Jarot merayap ke sisi lain. Berjabat tangan dengan pria berwajah persegi, Jarot menagih sebuah cerita. Lain Gusti, lain Panca. Sejak mengenalku, Panca si muka persegi ini tak banyak omong. Pernikahan sang kekasih membuatnya sakit hati. Sudah diselingkuhi, ditinggal kawin! Ia bawa pitbull sambil menenteng surat undangan. Si anjing menyerang mempelai pria saat resepsi digelar. Ia mati dengan luka mengerikan.

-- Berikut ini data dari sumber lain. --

PR #12639, opened 2022-11-30
[develop2] test that it is possible to overwrite builtin commands

memsharded:


timviola-cmi:
@memsharded Looks good. Let me know if I'm understanding this correctly. Looks like the user adds the  `@conan_command()` decorator to a function with the proper signature and stores that in the commands/<customdir> folder of the local conan cache. Also, for invocation the user enters `conan <customdir>:install ...` instead of the traditional `conan install ...`. What we've proved here is the user can create a custom command with the same name as a builtin command and it works.

memsharded:
> [memsharded](https://github.com/memsharded) Looks good. Let me know if I'm understanding this correctly. Looks like the user adds the @conan_command() decorator to a function with the proper signature and stores that in the commands/ folder of the local conan cache. Also, for invocation the user enters conan <customdir>:install ... instead of the traditional conan install .... What we've proved here is the user can create a custom command with the same name as a builtin command and it works.

Actually both are possible:

- If you put the command inside a subfolder "myteam", the command will be ``conan myteam:install`` and will not overwrite/shadow the builtin ``conan install``
- If you  put it in the commands root folder, then it will overwrite the ``conan install`` builtin one.

I'd tend to favor the first one, leaving the built-in there, and making it explicit the command is our specific custom one.

franramirez688 (approved):

jcar87 (approved):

Kembali tawa terdengar. Pembunuh itu sembarangan menertawakan masa lalu. Namun ada perubahan di diri Panca. Dia bisa meredam diri, lebih-lebih di depan tukang jagal yang terus menerus meringis dan menelanjangi semua orang dengan tatapan anehnya. Tak tahu apa yang terjadi bila Panca marah. Bisa-bisa tempat ini jadi kuburan.

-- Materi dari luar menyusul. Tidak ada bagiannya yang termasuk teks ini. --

PR #12665, opened 2022-12-06
[NMakeToolchain] Refactoring to expose similar interface than other toolchains & honor build config

SpaceIm:
Changelog: Fix: Refactoring of `NMakeToolchain` to expose similar attributes than other toolchains, and honor build config like cflags, cxxflags, sharedlinkflags, exelinkflags, defines & compiler_executables.
Docs: https://github.com/conan-io/docs/pull/2848

### DIFF
--- a/conan/tools/microsoft/nmaketoolchain.py
+++ b/conan/tools/microsoft/nmaketoolchain.py
@@ -1,5 +1,6 @@
 from conan.tools._compilers import cppstd_flag, build_type_flags, build_type_link_flags
 from conan.tools.env import Environment
+from conan.tools.microsoft.visual import msvc_runtime_flag, VCVars
 
 
 class NMakeToolchain(object):
@@ -35,7 +36,6 @@ class NMakeToolchain(object):
         self.msvc_runtime_flag = self._get_msvc_runtime_flag()
 
     def _get_msvc_runtime_flag(self):
-        from conan.tools.microsoft import msvc_runtime_flag
         flag = msvc_runtime_flag(self._conanfile)
         if flag:
             flag = f"/{flag}"
@@ -109,5 +109,4 @@ class NMakeToolchain(object):
         env = env or self.environment()
         env = env.vars(self._conanfile, scope=scope)
         env.save_script("conannmaketoolchain")
-        from conan.tools.microsoft import VCVars
         VCVars(self._conanfile).generate(scope=scope)
--- a/conan/tools/microsoft/nmaketoolchain.py
+++ b/conan/tools/microsoft/nmaketoolchain.py
@@ -81,14 +81,19 @@ class NMakeToolchain(object):
         defines = [f"/D{d.replace('=', '#')}" for d in self.defines]
         return nologo + self.cxxflags + self._curate_options(conf_cflags) + defines
 
+    @property
+    def _link(self):
+        nologo = ["/NOLOGO"]
+        return nologo + self.ldflags
+
     def environment(self):
         env = Environment()
         # Injection of compile flags in CL env-var:
         # https://learn.microsoft.com/en-us/cpp/build/reference/cl-environment-variables
         env.append("CL", self._cl)
-        # Injection of link flags in LINK env-var:
+        # Injection of link flags in _LINK_ env-var:
         # https://learn.microsoft.com/en-us/cpp/build/reference/linking
-        env.append("LINK", self.ldflags)
+        env.append("_LINK_", self._link)
         # Also define some special env-vars which can override special NMake macros:
         # https://learn.microsoft.com/en-us/cpp/build/reference/special-nmake-macros
         conf_compilers = self._conanfile.conf.get("tools.build:compiler_executables", default={}, check_type=dict)
--- a/conan/tools/microsoft/nmaketoolchain.py
+++ b/conan/tools/microsoft/nmaketoolchain.py
@@ -44,6 +44,19 @@ class NMakeToolchain(object):
     def _curate_options(self, options):
         return [f"{opt[0].replace('-', '/')}{opt[1:]}" for opt in options if len(opt) > 1]
 
+    def _defines_for_cl(self, defines):
+        curated_defines = []
+        for define in defines:
+            if "=" in define:
+                macro, value = define.split("=", 1)
+                if value.isnumeric():
+                    curated_defines.append(f"/D{macro}#{value}")
+                else:
+                    curated_defines.append(f"/D{macro}#\\\"{value}\\\"")
+            else:
+                curated_defines.append(f"/D{define}")
+        return curated_defines
+
     @property
     def cflags(self):
         bt_flags = self.build_type_flags if self.build_type_flags else []
@@ -78,8 +91,7 @@ class NMakeToolchain(object):
         conf_cflags = self._conanfile.conf.get("tools.build:cflags", default=[], check_type=list)
         # CL env-var can't accept '=' sign in /D option, it can be replaced by '#' sign:
         # https://learn.microsoft.com/en-us/cpp/build/reference/cl-environment-variables
-        defines = [f"/D{d.replace('=', '#')}" for d in self.defines]
-        return nologo + self.cxxflags + self._curate_options(conf_cflags) + defines
+        return nologo + self.cxxflags + self._curate_options(conf_cflags) + self._defines_for_cl(self.defines)
 
     @property
     def _link(self):
--- a/conan/tools/microsoft/nmaketoolchain.py
+++ b/conan/tools/microsoft/nmaketoolchain.py
@@ -35,7 +35,16 @@ class NMakeToolchain(object):
         flag = msvc_runtime_flag(self._conanfile)
         if flag:
             cppflags.append("-{}".format(flag))
+        cppflags.extend(self._conanfile.conf.get("tools.build:cflags", default=[], check_type=list))
+        cppflags.extend(self._conanfile.conf.get("tools.build:cxxflags", default=[], check_type=list))
         return " ".join(cppflags).replace("-", "/")
+
+    @property
+    def link_flags(self):
+        linkflags = []
+        linkflags.extend(self._conanfile.conf.get("tools.build:sharedlinkflags", default=[], check_type=list))
+        linkflags.extend(self._conanfile.conf.get("tools.build:exelinkflags", default=[], check_type=list))
+        return " ".join(linkflags).replace("-", "/")
 
     @property
     def environment(self):
@@ -44,6 +53,7 @@ class NMakeToolchain(object):
             env = Environment()
             # The whole injection of toolchain happens in CL env-var, the others LIBS, _LINK_
             env.append("CL", self.cl_flags)
+            env.append("_LINK_", self.link_flags)
             self._environment = env
         return self._environment
 
--- a/conan/tools/microsoft/nmaketoolchain.py
+++ b/conan/tools/microsoft/nmaketoolchain.py
@@ -99,7 +99,7 @@ class NMakeToolchain(object):
     @property
     def _link(self):
         nologo = ["/nologo"]
-        return nologo + self.ldflags
+        return nologo + self._ldflags
 
     def environment(self):
         env = Environment()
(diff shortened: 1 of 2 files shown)


conan/tools/microsoft/nmaketoolchain.py
```diff
@@ -15,42 +16,122 @@ def __init__(self, conanfile):
...
+            compilers_mapping = {
+                "AS": "asm",
+                "CC": "c",
+                "CPP": "cpp",
+                "CXX": "cpp",
+                "RC": "rc",
+            }
+            for env_var, comp in compilers_mapping.items():
+                if comp in conf_compilers:
+                    env.define(env_var, conf_compilers[comp])
```
SpaceIm, line 106: Out of scope of this PR, but I believe this toolchain should set all these env vars by default for clang-cl if their corresponding tools.build:compiler_executables key is not set.

It would be nice in order to avoid this kind of fragile logic (and broken for clang mingw):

Lelaki berkumis memperhatikan kami berempat. Sebatang rokok terlelap di tepi bibir. Sejak dulu terjepit di sana tanpa pernah menyala. Para sipir melarang siapa pun membawa korek. Mungkin tak mau orang-orang membakar diri karena frustasi.
"He, pak tua! Kemari!" sapa si pembunuh.
"Terima kasih. Aku tak bisa meninggalkan dia," jawabnya seraya memeluk sosok tak terlihat. Sudut ruangannya terlalu gelap.
Pak Nur, begitu kami memanggil si tua, sesepuh di sini, figur bijak di balik buruk rupa. Ialah tempat penumpahan masalah untuk mengubahnya menjadi harapan. Tapi, harapan memang tak pernah melebihi ujung jari. Berada di sini membuatmu tak berdaya mengubah keadaan, kecuali bila petugas mengacungkan telunjuk padaku.
Lain Panca, lain Pak Nur. Ia misteri tak terpecahkan. Aku kira Pak Nur jelmaan malaikat yang diutus Tuhan untuk mencatat dosa para bajingan selama dikurung. Namun betapa imajinasi itu liar berpilin-pilin tak keruan, nyatanya ia manusia.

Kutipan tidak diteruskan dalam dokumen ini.